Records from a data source
PR #1540, opened 2023-04-04
Properly bust caches for darkmode stylesheet

Masterjun3:
Our WebOptimizer uses version string hashes on our included stylesheets, so that when they change, browsers *have* to reload them because the filename changed.
However, this seemed to not apply to our darkmode stylesheet:

image

The reason for this is because we never included the stylesheet in our `_Layout.cshtml`, and only added it dynamically based on user local storage and whether they choose darkmode. They were missing a version hash, and we would have to add more crazy code to compute it ourselves. And without the version hash, the browser would not reload styles when they changed.

This PR changes this behavior by including the stylesheet in the file, but *disabled*! That way, WebOptimizer is able to assign the hash, and we can dynamically enable and disable the stylesheets, instead of creating and removing html elements.


TiKevin83 (approved):
Approving, the benefit in cache busting matters more than the tiny size of always getting the darkmode stylesheet over the network

PR #1547, opened 2023-04-14
Make sure doubles are converted to strings invariantly when necessary

### LINKED ISSUE #1515: Media publisher strings should be invariant, instead of depending on the users locale
Messages go out to people everywhere, so the invariant strings should be used.

image
vs
image

Masterjun3:
- Resolves #1515 .
- Also resolves a newly found bug where people with comma as decimal separators did not see forum post text size changes. `[size=7]Hello.[/size]` was shown as regular sized text.

<hr>

And now I want to ramble. So here we go:
I would like to point out that always using locale by default for conversions was a very wrong choice. The fact that `$"font-size: {fontsize};"` can go wrong is absurd. I've already had to deal with so many bugs that appeared just because all the devs are only on the US locale which is also the one where everything works. If I had the choice, I'd make a middleware at the very top, add `CultureInfo.CurrentCulture = CultureInfo.InvariantCulture` to remove any custom cultures, and have fixed every past and future bug. I'm not saying this is the fault of our code, I just dislike the choice of .NET to localize everything automatically and by default.

<hr>

Oh maybe someone is wondering how I made sure to catch every instance of this. Well I wrote my own full Roslyn Analyzer to catch every double to string conversion, both explicit and implicit, and then analyzed the whole code base.

How do we make sure these kinds of bugs don't appear in the future? We can't! Hurray localization.

### DIFF
--- a/TASVideos.ForumEngine/Node.cs
+++ b/TASVideos.ForumEngine/Node.cs
@@ -1,4 +1,5 @@
-﻿using System.Text;
+﻿using System.Globalization;
+using System.Text;
 using System.Web;
 using TASVideos.Common;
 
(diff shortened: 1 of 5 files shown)


nattthebear (approved):
> And now I want to ramble. So here we go:

Yes, no argument here.  Or from zeromus, for sure.  Bizhawk was hit by this one many times.  I suspect the default is this way so as to not feel like you're disrespecting other cultures, but in practical real code it usually has nothing to do with that.

adelikat (approved):

PR #1555, opened 2023-05-01
Avatar preview

vadosnaprimer:
turn avatar URLs and requirements into fullrows:
avatar URLs are wide fields, and requirement text is editable wiki text of uncapped height, so they look weird if put side by side

hide signature for users without the permission instead of disabling it

use consistent label for normal avatar url

before

изображение

after

изображение

### DIFF
--- a/TASVideos/Pages/Profile/Settings.cshtml
+++ b/TASVideos/Pages/Profile/Settings.cshtml
@@ -96,12 +96,14 @@
 		<label asp-for="Settings.Avatar"></label>
 		<input type="text" asp-for="Settings.Avatar" class="form-control" />
 	</fullrow>
-	<fullrow class="mt-2" id="avatar-preview" show="!string.IsNullOrWhiteSpace(Model.Settings.Avatar)">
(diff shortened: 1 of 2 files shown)


TASVideos/Pages/Profile/Settings.cshtml
```diff
@@ -92,37 +92,33 @@
...
-			<small>
-				@await Component.RenderWiki("System/MoodAvatarRequirements")
-			</small>
-		</column>
-	</row>
 	<fullrow class="mt-3">
+		<label asp-for="Settings.Avatar"></label>
+		<input type="text" asp-for="Settings.Avatar" class="form-control" />
+	</fullrow>
+	<fullrow class="mt-2" id="avatar-preview" show="!string.IsNullOrWhiteSpace(Model.Settings.Avatar)">
```
vadosnaprimer, line 99: `show` doesn't work because tag helpers don't seem to print it out

adelikat (approved):

PR #1567, opened 2023-06-04
Fix: Users with email not confirmed can't request a resend

VelpaChallenger:
If a new user is registering and due to site errors is not able to receive the confirmation email but was still registered in the database, then they are not able to login, even if an admin gives login permissions, since only users with email confirmed can login. Additionally, if the user is registering and then closes the browser, they wouldn't be able to access the EmailConfirmationSent page either. For this reason, an update was made so that if users do not have their email confirmed but they exist in the database, then they will be redirected to the EmailConfirmationSent page, so that they can request a resend, only if the username and email entered match.

### DIFF
--- a/TASVideos/Pages/Account/EmailConfirmationSent.cshtml
+++ b/TASVideos/Pages/Account/EmailConfirmationSent.cshtml
@@ -1,6 +1,35 @@
 ﻿@page
+@addTagHelper *, AspNetCore.ReCaptcha
+@model EmailConfirmationSentModel
 @{
 	ViewData.SetTitle("Email Sent");
 }
 
 <p>To complete the registration process look for an email in your inbox that will provide further instructions.</p>
+
+<p>In case you didn't receive any email, please enter your username and email below and we will resend it to you.</p>
+
+<form method="post">
+	<row>
+		<column md="6">
+			<form-group>
+				<label asp-for="UserName"></label>
+				<input asp-for="UserName" class="form-control" autocomplete="username" />
+				<span asp-validation-for="UserName" class="text-danger"></span>
+			</form-group>
+			<form-group>
+				<label asp-for="Email"></label>
+				<input asp-for="Email" class="form-control" autocomplete="off" />
+				<span asp-validation-for="Email" class="text-danger"></span>
+			</form-group>
+			<environment exclude="Development">
+				<form-group>
+					<recaptcha />
+				</form-group>
+			</environment>
+		</column>
+	</row>
+	<div class="text-center">
+		<button type="submit" class="btn btn-secondary">Resend Confirmation Email</button>
+	</div>
+</form>
--- a/TASVideos/Pages/Account/EmailConfirmationSent.cshtml
+++ b/TASVideos/Pages/Account/EmailConfirmationSent.cshtml
@@ -5,9 +5,7 @@
 	ViewData.SetTitle("Email Sent");
 }
 
-<p>To complete the registration process look for an email in your inbox that will provide further instructions.</p>
-
-<p>In case you didn't receive any email, please enter your username and email below and we will resend it to you.</p>
+@await Component.RenderWiki("System/EmailConfirmationSentMessage")
 
 <form method="post">
 	<row>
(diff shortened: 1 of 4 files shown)


TASVideos/Pages/Account/EmailConfirmationSent.cshtml
```diff
@@ -1,6 +1,35 @@
...
+				<label asp-for="UserName"></label>
+				<input asp-for="UserName" class="form-control" autocomplete="username" />
+				<span asp-validation-for="UserName" class="text-danger"></span>
+			</form-group>
+			<form-group>
+				<label asp-for="Email"></label>
+				<input asp-for="Email" class="form-control" autocomplete="off" />
+				<span asp-validation-for="Email" class="text-danger"></span>
+			</form-group>
+			<environment exclude="Development">
```
adelikat, line 25: nice idea to put a captcha on this page

TASVideos/Pages/Account/EmailConfirmationSent.cshtml.cs
```diff
@@ -0,0 +1,69 @@
...
+	[BindProperty]
+	[Required]
+	[EmailAddress]
+	[Display(Name = "Email")]
+	public string Email { get; set; } = "";
+	public async Task<IActionResult> OnPost()
+	{
+		if (!await _signInManager.EmailAndUserNameMatch(UserName, Email))
+		{
+			ModelState.AddModelError(nameof(Email), "Username and email entered do not match. Please try again.");
```
adelikat, line 43: Unfortunately we can't return a message like this, especially on an unauthenticated page.  It could be used to sniff for emails (though it would be a lot harder with the username matching).  

I think we have no choice but to just return as if the email was sent, and adjust the wording on the page to say something like "if the username and email match, and email will be sent"

TASVideos/Pages/Account/EmailConfirmationSent.cshtml.cs
```diff
@@ -0,0 +1,69 @@
...
+		}
+
+		if (!ModelState.IsValid)
+		{
+			return Page();
+		}
+
+		if (ModelState.IsValid)
+		{
+			var user = _db.Users.Where(u => u.Email == Email && u.UserName == UserName).FirstOrDefault();
```
adelikat, line 53: this can be simplified to this:
var user = _db.Users.FirstOrDefault(u => u.Email == Email && u.UserName == UserName);

Also, I'd prefer SingleOrDefaultAsync, to be consistent.  But admittedly it's a nitpick difference in situations like this

TASVideos/Pages/Account/EmailConfirmationSent.cshtml.cs
```diff
@@ -0,0 +1,69 @@
...
+			if (user != null)
```
adelikat, line 54: nitpick: for consistency with the rest of the code
"user is not null" is the preferred way to check for null

adelikat (changes requested):
Requesting changes for the model validation comment.  The rest are suggestions and nitpicks :)

Masterjun3:
What happens (or should happen) if someone with an already confirmed email tries this?

adelikat:
Good point, the code shoudl check if the user has a confirmed email and not send it, if so

TASVideos/Pages/Account/EmailConfirmationSent.cshtml.cs
VelpaChallenger: Done, updated the code so that users can't see whether the validation failed, but they can still know that the button click was received.

TASVideos/Pages/Account/EmailConfirmationSent.cshtml.cs
VelpaChallenger: Makes sense, I updated it to use the SingleOrDefaultAsync method.

TASVideos/Pages/Account/EmailConfirmationSent.cshtml.cs
VelpaChallenger: Agree, I copied part of the code from the Login.cshtml.cs file, and I saw a user != null there, but yes, I too prefer "user is not null", so I just updated it!

adelikat (approved):

VelpaChallenger:
@Masterjun3 Thank you for bringing it up! We discussed this with @adelikat and we decided to add an OnGet() method, so that if the user is logged in, they are redirected to the main page directly, given there are no other ways to get to this page other than the Register and Login page, so they can only come here on purpose.

PR #1576, opened 2023-06-15
Forum editor: syntax highlighting POC

### LINKED ISSUE #1574: [F.Rq.] Syntax highlighting for forum markup
I'm thinking JS could replace the textarea with a richer UI, eventually a MediaWiki-style editor, but initially it could be as simple as underlining BBCode tags in red or grey depending on whether they're in the list of valid tags. I've mocked that up here:

mockup

nattthebear:
As far as I know, this is the main "trick" used to do things like this.  If you're not willing to go all the way to contenteditable hell, you just hide the `<textarea>` and then put something that exactly mirrors its content.  I'm not convinced we should do this; it's hard to make it work out just right in every browser, and there may be accessibility concerns.

If we do decide to implement this, a more detailed syntax highlighting model is easily added.

Closes #1574.

### DIFF
--- a/TASVideos/Pages/Forum/Posts/Create.cshtml
+++ b/TASVideos/Pages/Forum/Posts/Create.cshtml
@@ -41,7 +41,7 @@
 		<partial name="_CreatePostHelper" model="@("Post_Text")" />
 	</fullrow>
 	<form-group>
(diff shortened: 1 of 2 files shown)


nattthebear:
I don't think this implementation idea is good enough to continue through with, but if anyone else feels like taking a shot at it, go ahead.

-- WHAT IS REQUIRED --
Your answer must consist solely of the lines from the top of the entries above through the line containing "Messages go out", copied exactly, both ends included.

-- OUTPUT --
PR #1540, opened 2023-04-04
Properly bust caches for darkmode stylesheet

Masterjun3:
Our WebOptimizer uses version string hashes on our included stylesheets, so that when they change, browsers *have* to reload them because the filename changed.
However, this seemed to not apply to our darkmode stylesheet:

image

The reason for this is because we never included the stylesheet in our `_Layout.cshtml`, and only added it dynamically based on user local storage and whether they choose darkmode. They were missing a version hash, and we would have to add more crazy code to compute it ourselves. And without the version hash, the browser would not reload styles when they changed.

This PR changes this behavior by including the stylesheet in the file, but *disabled*! That way, WebOptimizer is able to assign the hash, and we can dynamically enable and disable the stylesheets, instead of creating and removing html elements.


TiKevin83 (approved):
Approving, the benefit in cache busting matters more than the tiny size of always getting the darkmode stylesheet over the network

PR #1547, opened 2023-04-14
Make sure doubles are converted to strings invariantly when necessary

### LINKED ISSUE #1515: Media publisher strings should be invariant, instead of depending on the users locale
Messages go out to people everywhere, so the invariant strings should be used.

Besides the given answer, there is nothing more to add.